Task statement: Repeat the entries in full. Each line must match exactly.

Excerpted data:
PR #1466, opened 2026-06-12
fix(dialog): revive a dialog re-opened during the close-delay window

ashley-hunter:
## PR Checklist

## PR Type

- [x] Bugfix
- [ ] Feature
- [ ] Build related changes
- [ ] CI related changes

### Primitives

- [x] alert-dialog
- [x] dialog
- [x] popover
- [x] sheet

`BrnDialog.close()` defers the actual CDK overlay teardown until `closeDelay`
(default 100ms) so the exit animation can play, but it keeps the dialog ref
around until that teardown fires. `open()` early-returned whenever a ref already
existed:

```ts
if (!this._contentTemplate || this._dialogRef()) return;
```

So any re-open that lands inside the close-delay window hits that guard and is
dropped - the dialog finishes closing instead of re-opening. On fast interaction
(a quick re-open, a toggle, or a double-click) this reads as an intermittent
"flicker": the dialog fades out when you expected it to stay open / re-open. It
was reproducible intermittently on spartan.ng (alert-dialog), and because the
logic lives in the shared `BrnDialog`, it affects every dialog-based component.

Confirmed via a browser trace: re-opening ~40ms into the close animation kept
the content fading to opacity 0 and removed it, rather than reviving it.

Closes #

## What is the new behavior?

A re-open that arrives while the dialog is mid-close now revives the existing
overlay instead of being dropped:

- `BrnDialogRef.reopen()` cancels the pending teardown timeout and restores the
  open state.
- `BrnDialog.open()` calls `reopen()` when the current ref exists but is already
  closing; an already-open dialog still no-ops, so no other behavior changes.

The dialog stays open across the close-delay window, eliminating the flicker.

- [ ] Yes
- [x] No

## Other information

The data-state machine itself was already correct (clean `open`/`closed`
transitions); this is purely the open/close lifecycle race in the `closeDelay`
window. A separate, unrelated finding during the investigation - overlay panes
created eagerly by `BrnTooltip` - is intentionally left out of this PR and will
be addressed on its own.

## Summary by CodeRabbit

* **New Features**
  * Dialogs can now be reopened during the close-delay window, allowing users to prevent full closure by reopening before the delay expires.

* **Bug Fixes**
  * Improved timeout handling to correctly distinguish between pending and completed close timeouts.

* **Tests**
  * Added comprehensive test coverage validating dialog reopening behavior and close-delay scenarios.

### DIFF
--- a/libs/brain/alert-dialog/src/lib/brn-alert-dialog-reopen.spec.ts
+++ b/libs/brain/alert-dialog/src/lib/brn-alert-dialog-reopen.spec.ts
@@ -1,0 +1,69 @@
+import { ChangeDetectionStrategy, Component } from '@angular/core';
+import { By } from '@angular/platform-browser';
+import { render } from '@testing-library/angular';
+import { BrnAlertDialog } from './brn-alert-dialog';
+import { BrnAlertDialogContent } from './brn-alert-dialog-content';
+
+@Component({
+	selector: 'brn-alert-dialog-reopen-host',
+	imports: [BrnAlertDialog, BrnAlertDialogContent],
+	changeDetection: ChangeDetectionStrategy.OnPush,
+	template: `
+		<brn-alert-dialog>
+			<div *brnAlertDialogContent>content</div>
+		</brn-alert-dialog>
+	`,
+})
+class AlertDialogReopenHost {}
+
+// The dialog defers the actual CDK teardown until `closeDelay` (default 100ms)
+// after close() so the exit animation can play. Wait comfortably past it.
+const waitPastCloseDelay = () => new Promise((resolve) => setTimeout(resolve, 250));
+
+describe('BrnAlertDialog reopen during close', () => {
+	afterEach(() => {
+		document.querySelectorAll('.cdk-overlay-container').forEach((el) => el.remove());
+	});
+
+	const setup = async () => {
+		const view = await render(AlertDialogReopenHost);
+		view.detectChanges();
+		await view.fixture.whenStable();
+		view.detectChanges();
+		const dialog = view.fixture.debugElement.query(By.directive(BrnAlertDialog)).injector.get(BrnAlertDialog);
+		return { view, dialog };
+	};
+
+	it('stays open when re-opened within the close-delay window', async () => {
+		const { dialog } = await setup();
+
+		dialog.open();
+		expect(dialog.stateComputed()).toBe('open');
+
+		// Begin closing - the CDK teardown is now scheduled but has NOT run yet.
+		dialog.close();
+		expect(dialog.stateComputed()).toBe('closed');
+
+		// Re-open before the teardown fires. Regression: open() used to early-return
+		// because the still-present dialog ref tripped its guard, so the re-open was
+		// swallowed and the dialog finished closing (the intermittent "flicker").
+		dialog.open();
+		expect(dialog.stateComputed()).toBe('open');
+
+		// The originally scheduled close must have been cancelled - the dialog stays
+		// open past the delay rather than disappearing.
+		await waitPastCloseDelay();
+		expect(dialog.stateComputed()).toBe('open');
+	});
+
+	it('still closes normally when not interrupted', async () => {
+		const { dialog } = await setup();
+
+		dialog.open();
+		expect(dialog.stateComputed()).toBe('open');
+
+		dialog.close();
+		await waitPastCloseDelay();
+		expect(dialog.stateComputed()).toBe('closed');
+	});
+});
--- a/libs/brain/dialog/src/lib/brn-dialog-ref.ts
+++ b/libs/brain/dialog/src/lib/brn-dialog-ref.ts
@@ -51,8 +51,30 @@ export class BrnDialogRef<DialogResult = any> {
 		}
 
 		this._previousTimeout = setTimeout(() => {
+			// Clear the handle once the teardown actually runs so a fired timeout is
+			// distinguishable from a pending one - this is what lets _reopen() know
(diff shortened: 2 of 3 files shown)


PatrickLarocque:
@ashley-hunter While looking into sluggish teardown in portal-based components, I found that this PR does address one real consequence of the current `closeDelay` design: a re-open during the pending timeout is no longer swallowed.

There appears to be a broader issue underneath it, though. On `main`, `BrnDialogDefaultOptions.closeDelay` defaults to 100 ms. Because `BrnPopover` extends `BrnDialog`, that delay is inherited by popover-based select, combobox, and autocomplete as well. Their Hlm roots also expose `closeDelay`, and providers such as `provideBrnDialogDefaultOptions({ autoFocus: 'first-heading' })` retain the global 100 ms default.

Expected answer:
PR #1466, opened 2026-06-12
fix(dialog): revive a dialog re-opened during the close-delay window

ashley-hunter:
## PR Checklist

## PR Type

- [x] Bugfix
- [ ] Feature
- [ ] Build related changes
- [ ] CI related changes

### Primitives

- [x] alert-dialog
- [x] dialog
- [x] popover
- [x] sheet

`BrnDialog.close()` defers the actual CDK overlay teardown until `closeDelay`
(default 100ms) so the exit animation can play, but it keeps the dialog ref
around until that teardown fires. `open()` early-returned whenever a ref already
existed:

```ts
if (!this._contentTemplate || this._dialogRef()) return;
```

So any re-open that lands inside the close-delay window hits that guard and is
dropped - the dialog finishes closing instead of re-opening. On fast interaction
(a quick re-open, a toggle, or a double-click) this reads as an intermittent
"flicker": the dialog fades out when you expected it to stay open / re-open. It
was reproducible intermittently on spartan.ng (alert-dialog), and because the
logic lives in the shared `BrnDialog`, it affects every dialog-based component.

Confirmed via a browser trace: re-opening ~40ms into the close animation kept
the content fading to opacity 0 and removed it, rather than reviving it.

Closes #

## What is the new behavior?

A re-open that arrives while the dialog is mid-close now revives the existing
overlay instead of being dropped:

- `BrnDialogRef.reopen()` cancels the pending teardown timeout and restores the
  open state.
- `BrnDialog.open()` calls `reopen()` when the current ref exists but is already
  closing; an already-open dialog still no-ops, so no other behavior changes.

The dialog stays open across the close-delay window, eliminating the flicker.

- [ ] Yes
- [x] No

## Other information

The data-state machine itself was already correct (clean `open`/`closed`
transitions); this is purely the open/close lifecycle race in the `closeDelay`
window. A separate, unrelated finding during the investigation - overlay panes
created eagerly by `BrnTooltip` - is intentionally left out of this PR and will
be addressed on its own.

## Summary by CodeRabbit

* **New Features**
  * Dialogs can now be reopened during the close-delay window, allowing users to prevent full closure by reopening before the delay expires.

* **Bug Fixes**
  * Improved timeout handling to correctly distinguish between pending and completed close timeouts.

* **Tests**
  * Added comprehensive test coverage validating dialog reopening behavior and close-delay scenarios.

### DIFF
--- a/libs/brain/alert-dialog/src/lib/brn-alert-dialog-reopen.spec.ts
+++ b/libs/brain/alert-dialog/src/lib/brn-alert-dialog-reopen.spec.ts
@@ -1,0 +1,69 @@
+import { ChangeDetectionStrategy, Component } from '@angular/core';
+import { By } from '@angular/platform-browser';
+import { render } from '@testing-library/angular';
+import { BrnAlertDialog } from './brn-alert-dialog';
+import { BrnAlertDialogContent } from './brn-alert-dialog-content';
+
+@Component({
+	selector: 'brn-alert-dialog-reopen-host',
+	imports: [BrnAlertDialog, BrnAlertDialogContent],
+	changeDetection: ChangeDetectionStrategy.OnPush,
+	template: `
+		<brn-alert-dialog>
+			<div *brnAlertDialogContent>content</div>
+		</brn-alert-dialog>
+	`,
+})
+class AlertDialogReopenHost {}
+
+// The dialog defers the actual CDK teardown until `closeDelay` (default 100ms)
+// after close() so the exit animation can play. Wait comfortably past it.
+const waitPastCloseDelay = () => new Promise((resolve) => setTimeout(resolve, 250));
+
+describe('BrnAlertDialog reopen during close', () => {
+	afterEach(() => {
+		document.querySelectorAll('.cdk-overlay-container').forEach((el) => el.remove());
+	});
+
+	const setup = async () => {
+		const view = await render(AlertDialogReopenHost);
+		view.detectChanges();
+		await view.fixture.whenStable();
+		view.detectChanges();
+		const dialog = view.fixture.debugElement.query(By.directive(BrnAlertDialog)).injector.get(BrnAlertDialog);
+		return { view, dialog };
+	};
+
+	it('stays open when re-opened within the close-delay window', async () => {
+		const { dialog } = await setup();
+
+		dialog.open();
+		expect(dialog.stateComputed()).toBe('open');
+
+		// Begin closing - the CDK teardown is now scheduled but has NOT run yet.
+		dialog.close();
+		expect(dialog.stateComputed()).toBe('closed');
+
+		// Re-open before the teardown fires. Regression: open() used to early-return
+		// because the still-present dialog ref tripped its guard, so the re-open was
+		// swallowed and the dialog finished closing (the intermittent "flicker").
+		dialog.open();
+		expect(dialog.stateComputed()).toBe('open');
+
+		// The originally scheduled close must have been cancelled - the dialog stays
+		// open past the delay rather than disappearing.
+		await waitPastCloseDelay();
+		expect(dialog.stateComputed()).toBe('open');
+	});
+
+	it('still closes normally when not interrupted', async () => {
+		const { dialog } = await setup();
+
+		dialog.open();
+		expect(dialog.stateComputed()).toBe('open');
+
+		dialog.close();
+		await waitPastCloseDelay();
+		expect(dialog.stateComputed()).toBe('closed');
+	});
+});
--- a/libs/brain/dialog/src/lib/brn-dialog-ref.ts
+++ b/libs/brain/dialog/src/lib/brn-dialog-ref.ts
@@ -51,8 +51,30 @@ export class BrnDialogRef<DialogResult = any> {
 		}
 
 		this._previousTimeout = setTimeout(() => {
+			// Clear the handle once the teardown actually runs so a fired timeout is
+			// distinguishable from a pending one - this is what lets _reopen() know
(diff shortened: 2 of 3 files shown)


PatrickLarocque:
@ashley-hunter While looking into sluggish teardown in portal-based components, I found that this PR does address one real consequence of the current `closeDelay` design: a re-open during the pending timeout is no longer swallowed.

There appears to be a broader issue underneath it, though. On `main`, `BrnDialogDefaultOptions.closeDelay` defaults to 100 ms. Because `BrnPopover` extends `BrnDialog`, that delay is inherited by popover-based select, combobox, and autocomplete as well. Their Hlm roots also expose `closeDelay`, and providers such as `provideBrnDialogDefaultOptions({ autoFocus: 'first-heading' })` retain the global 100 ms default.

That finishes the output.